(Stored data)
====

PR #6110, opened 2025-04-04
stage_executor,getCreatedBy: expand buildArgs before invoking `generatePathChecksum`

flouthoc:
Patch in PR https://github.com/containers/buildah/pull/5691 added a function to calculate and write checksum to history of `source` in `--mount` instructions but it did not add part to expand build args if they are present in `source` path.

Following PR Just corrects the above issue and also adds a new test to make sure we don't break this in future again.

Closes: https://github.com/containers/podman/issues/25425

#### What type of PR is this?

> /kind api-change
> /kind bug
> /kind cleanup
> /kind deprecation
> /kind design
> /kind documentation
> /kind failing-test 
> /kind feature
> /kind flake
> /kind other

```release-note
None
```

### DIFF
--- a/imagebuildah/stage_executor.go
+++ b/imagebuildah/stage_executor.go
@@ -1896,6 +1896,10 @@ func (s *StageExecutor) getCreatedBy(node *parser.Node, addedContentSummary stri
 					continue
 				}
 				mountOptionSource = mountInfo.Source
+				mountOptionSource, err = imagebuilder.ProcessWord(mountOptionSource, s.stage.Builder.Arguments())
+				if err != nil {
+					return "", fmt.Errorf("getCreatedBy: while replacing arg variables with values for format %q: %w", mountOptionSource, err)
+				}
 				mountOptionFrom = mountInfo.From
 				// If source is not specified then default is '.'
 				if mountOptionSource == "" {
--- a/tests/bud.bats
+++ b/tests/bud.bats
@@ -6757,6 +6757,16 @@ _EOF
   expect_output --substring "hello"
 }
 
+@test "bud-with-mount-relative-path-like-buildkit-arg-in-source" {
+  skip_if_no_runtime
+  skip_if_in_container
+  _prefetch alpine
+  local contextdir=${TEST_SCRATCH_DIR}/buildkit-mount
+  cp -R $BUDFILES/buildkit-mount $contextdir
+  run_buildah build --build-arg INPUTPATH_1=subdir -t testbud $WITH_POLICY_JSON -f $contextdir/Containerfile5 $contextdir/
+  expect_output --substring "hello"
+}
+
 @test "bud-with-mount-with-rw-like-buildkit" {
   skip_if_no_runtime
   skip_if_in_container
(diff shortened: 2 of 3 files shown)


imagebuildah/stage_executor.go
```diff
@@ -1903,6 +1903,10 @@ func (s *StageExecutor) getCreatedBy(node *parser.Node, addedContentSummary stri
 					continue
 				}
 				mountOptionSource = mountInfo.Source
+				mountOptionSource, err = imagebuilder.ProcessWord(mountOptionSource, s.stage.Builder.Arguments())
+				if err != nil {
+					return "", fmt.Errorf("getCreatedBy: while replacing arg variables with values for format %q: %w", mountOptionSource, err)
+				}
```
nalind, line 1909: Is there anything preventing other arguments to this flag, or other flags to this instruction, from also referencing build args?  If not, does the right thing happen when they do?

flouthoc: Variables already expand correctly for other flags, issue happend to `source=` because I decided to use `source` directly from node without expanding it in this PR https://github.com/containers/buildah/pull/5691


I can open a PR which can add a test to verify various flags of `--mount` but wondering if that should a different PR or this one ? Since in this PR I only tested the argument which was passed on to `generatePathChecksum`

nalind: If that's already covered by other test cases, there's no need for that.

nalind (approved):
LGTM

flouthoc:
@rhatdan @TomSweeneyRedHat @Honny1 PTAL

Luap99 (commented):
I don't understand enough about the buildah codebase but does that mean you are calling ProcessWord() twice on the that input. Supposedly it worked before the cache logic and now you add one new call for the cache. To me that seems to suggest we do that in two places which then means we might get a certain drift in behaviours?

Anyhow I don't understand enough about buildah so I am happy to shut up and say LGTM as it seems to fix the bug.

imagebuildah/stage_executor.go
```diff
@@ -1903,6 +1903,10 @@ func (s *StageExecutor) getCreatedBy(node *parser.Node, addedContentSummary stri
 					continue
 				}
 				mountOptionSource = mountInfo.Source
+				mountOptionSource, err = imagebuilder.ProcessWord(mountOptionSource, s.stage.Builder.Arguments())
```
TomSweeneyRedHat, line 1906: Is line 1995 still necessary?

TomSweeneyRedHat:
One question, an updte needed, otherwise LGTM

imagebuildah/stage_executor.go
flouthoc: Yes since this only processes `source` before passing it to `generatePathChecksum` at other places it is still needed.

TomSweeneyRedHat: Ooops, I meant linet 1898

mountOptionSource = mountInfo.Source

I need updated glasses, and it looks like you figured that out.  SGTM.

====

Reproduce every line above that contains the string "flouthoc".

*ANSWER TO THE EXERCISE*.
flouthoc:
flouthoc: Variables already expand correctly for other flags, issue happend to `source=` because I decided to use `source` directly from node without expanding it in this PR https://github.com/containers/buildah/pull/5691
flouthoc:
flouthoc: Yes since this only processes `source` before passing it to `generatePathChecksum` at other places it is still needed.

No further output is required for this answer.